Feng, Rui, Cai, Mengxin, Wang, Xudan, Zhang, Juanjuan, Tian, Zhenjun
Applied biochemistry and biotechnology 2019 v.187 no.3 pp. 663-676
antioxidant activity, catalase, coronary vessels, exercise, heart, infarction, intragastric administration, laboratory animals, malondialdehyde, models, myocardial infarction, oxidative stress, pH, proteins, rats, superoxide dismutase
It has been reported that hydrogen-rich saline (HRS) water reduces oxidative stress, and early aerobic exercise (eAE) acts an efficient exercise preconditioning (EP) against cardiac I/R injury. However, whether early aerobic exercise combined with hydrogen-rich saline (eAE-HRS) water can more effectively protect myocardial damage induced by acute myocardial infarction (MI) is still unknown.
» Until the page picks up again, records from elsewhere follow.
PR #501, opened 2022-06-29
chore(playroom): added alerts/confirm snippets

yceballost:


playroom/snippets.tsx
```diff
@@ -1192,6 +1192,82 @@ const avatarSnippets = [
...
+      acceptText: "Continue",
+    })
+  }
+>
+  Open one button
+</ButtonPrimary>`,
+    },
+    {
+        group: 'Dialogs',
+        name: 'Alert two buttons',
```
atabel, line 1213: technically, this isn't an "alert", but a "confirm"

aweell (approved):

playroom/snippets.tsx
yceballost: @aweell do you think this detail should be documented in Brand Factory? the difference between alert and confirm

atabel (approved):

playroom/snippets.tsx
aweell: Maybe it would be more appropriate to name this component "modal dialog" and `alert` or `confirm` as variants of it. WDYT?

And then can be documented for which cases can each of them be used?

yceballost: At the same time, this component is tricky, because nowadays, this component is built to have a native equivalence and you can't use this modal dialog to introduce anything inside. So I think that detail is important.

I have in the scope of the roadmap to have an alternative Dialog component to allow include anything inside, for example, to design funnels in dialogs.

fyi

PR #502, opened 2022-07-04
chore(Storybook): reorganize stories

aweell:


pladaria:
Looks like you have some accessibility issues related to the `scrollable-region-focusable` rule.

Please, 

1. create a ticket to WEB so we can investigate and fix that issue
2. add that rule to the ignore list: https://github.com/Telefonica/mistica-web/blob/master/.github/actions/audit-accessibility/main.js#L79. Add a comment with the related ticket

pladaria (approved):

atabel (approved):
nice!

PR #856, opened 2023-08-18
feat(utilities): Remove lodash dependency and replace it with custom functions

pladaria:
This will help us to make mistica a fully ES Module library. In my tests, when changing the package type to `module`, the build was complaining about `lodash` (which is a cjs library).

I tried to replace it with `lodash-es` but for some reason that I was unable to understand, that produced problems with the SSR acceptance tests, so at the end we decided to fully remove lodash from mistica components (and we saved 2.2 kB)


package.json
```diff
@@ -121,6 +121,7 @@
         "jest-environment-puppeteer": "^6.1.1",
         "jimp": "^0.16.1",
         "lint-staged": "^12.3.7",
+        "lodash": "^4.17.21",
```
pladaria, line 124: moved to devDependencies

src/utils/lodash.tsx
pladaria, line 1: Custom implementation.

`debounce` implements the features that are required by our code. If follows the lodash API but it is incomplete (some options are not implemented).

`isEqual` is missing a lot of corner cases (NaN, typed arrays, buffers...)

.github/actions/audit-accessibility/main.js
```diff
@@ -48,6 +47,7 @@ const startStorybook = () => {
         const port = 6006;
 
         const storybookServer = http.createServer((request, response) => {
+            // @ts-expect-error - type mismatch in response
```
pladaria, line 50: false positive. I've created an issue in js-toolbox to track these problems

https://github.com/Telefonica/js-toolbox/issues/new

src/utils/lodash.tsx
```diff
@@ -0,0 +1,116 @@
...
+        }
+
+        debounceTimeoutId = setTimeout(() => {
+            func(...args);
+            if (maxWaitTimeoutId) {
+                clearTimeout(maxWaitTimeoutId);
+            }
+            debounceTimeoutId = undefined;
+            maxWaitTimeoutId = undefined;
+            // eslint-disable-next-line testing-library/await-async-utils
```
pladaria, line 53: false positive. I've created an issue in js-toolbox to track these problems

https://github.com/Telefonica/js-toolbox/issues/new

src/utils/lodash.tsx
```diff
@@ -0,0 +1,116 @@
...
+    return true;
+};
+
+export const isEqual = (a: unknown, b: unknown): boolean => {
+    if (a === b) {
+        return true;
+    }
+
+    if (isPrimitive(a) || isPrimitive(b)) {
+        return a === b;
```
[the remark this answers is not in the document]
pladaria: hmm, you're right. The previous condition is redundant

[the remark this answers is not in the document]
pladaria: Not possible. Changed to `return false`;

src/utils/__tests__/lodash-test.tsx
```diff
@@ -0,0 +1,115 @@
+import {debounce, isEqual} from '../lodash';
+
+beforeEach(() => {
+    jest.useFakeTimers();
+});
+
+describe('debounce', () => {
```
atabel, line 7: why describe?

src/utils/lodash.tsx
atabel: why `lodash.tsx`? I'd just have an utils module, or different modules in this folder if you want, but what's the point of calling it lodash?

pladaria: This module replaces lodash. If after migrating Mistica to ES Module we can use lodash-es, perhaps we should remove this file. I named it "lodash" to make it obvious that this file replaces lodash functions.

If we don't want to use lodash, I can move this to a generic "helpers" or "utils" file

src/utils/__tests__/lodash-test.tsx
pladaria: It is a way to organize the test suite. All `debounce` tests are placed inside the `debounce` describe section, same with `isEqual` or any other method.

According to jest doc:
> `describe()` creates a block that groups together several related tests

And when you run the tests, they are shown with a pretty hierarchy
image

src/utils/lodash.tsx
atabel: I think we should go without lodash, even if lodash-es works in the future

src/utils/__tests__/lodash-test.tsx
atabel: I don't like it, and we don't use it anywhere. Organice the tests by file should be more than enough. And you already have a "debounce" or "isEqual" prefix in all your test names. It adds an extra nesting and can be tricky when combined with before/after methods

atabel (approved):

PR #857, opened 2023-08-21
fix(Tabs): remove extra margin in safari

marcoskolodny:
In Safari, buttons have extra padding/margin by default ([stack overflow post](https://stackoverflow.com/questions/5170041/button-extra-padding-problem-in-safari)). We need to remove this for tabs.

Issue: [Link](https://jira.tid.es/browse/WEB-1510)

### DIFF
--- a/src/tabs.css.ts
+++ b/src/tabs.css.ts
@@ -55,6 +55,10 @@ const baseTab = style([
         background: 'transparent',
     }),
     {
+        /** Setting margin to 0, in order to avoid Safari from automatically adding extra margin to
+         * the touchable container (https://stackoverflow.com/a/71093016)
+         */
+        margin: 0,
         textAlign: 'center',
         verticalAlign: 'baseline',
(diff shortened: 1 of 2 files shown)


yceballost (approved):

src/tabs.css.ts
```diff
@@ -55,6 +55,10 @@ const baseTab = style([
         background: 'transparent',
     }),
     {
+        /** Setting margin to 0, in order to avoid Safari from automatically adding extra margin to
```
atabel, line 58: this comment is bad formatted

src/tabs.css.ts
atabel, line 1: doesn't this issue affect mistica Buttons too?

src/tabs.css.ts
marcoskolodny: fixed

atabel (approved):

This study was aimed to evaluate the effect of eAE-HRS in preventing MI-induced myocardial damage and explore the possible underlying mechanisms. After Sprague-Dawley (SD) rats were given a intragastric administration of HRS (1.6 ppm) at a dosage of 10 mL/kg weight daily for 3 weeks and/or the SD rats were performed a eAE program with 3 weeks running training, the left anterior descending coronary artery was ligated to induce MI. We assessed the effects of eAE-HRS on myocardial injury and oxidative damage in the MI model of rats and detected the effects of eAE-HRS on the expressions of cardiac OGG1 and Tom40, Tom20, and Tim23. The eAE-HRS increased significantly left ventricular systolic pressure, reduced left ventricular end-diastolic pressure, and potentiated + dp/dtₘₐₓ, −dp/dtₘₐₓ, heart coefficient and pH after MI injury. The eAE-HRS reduced MI-induced CK-MB level, c-Tnl level, h-FABP level, infarct size. The eAE-HRS enhanced MI-induced levels of the superoxide dismutase and total antioxidant capacity, attenuated MI-induced levels of malondialdehyde and catalase. The eAE-HRS increased expressions of OGG1, Tom20 and Tim23 proteins after MI injury, but not Tom40. The eAE-HRS has the potential to be a novel precautionary measure to protect myocardial injury after MI via partially regulating expressions of antioxidant-related proteins and mitochondrial-associated proteins.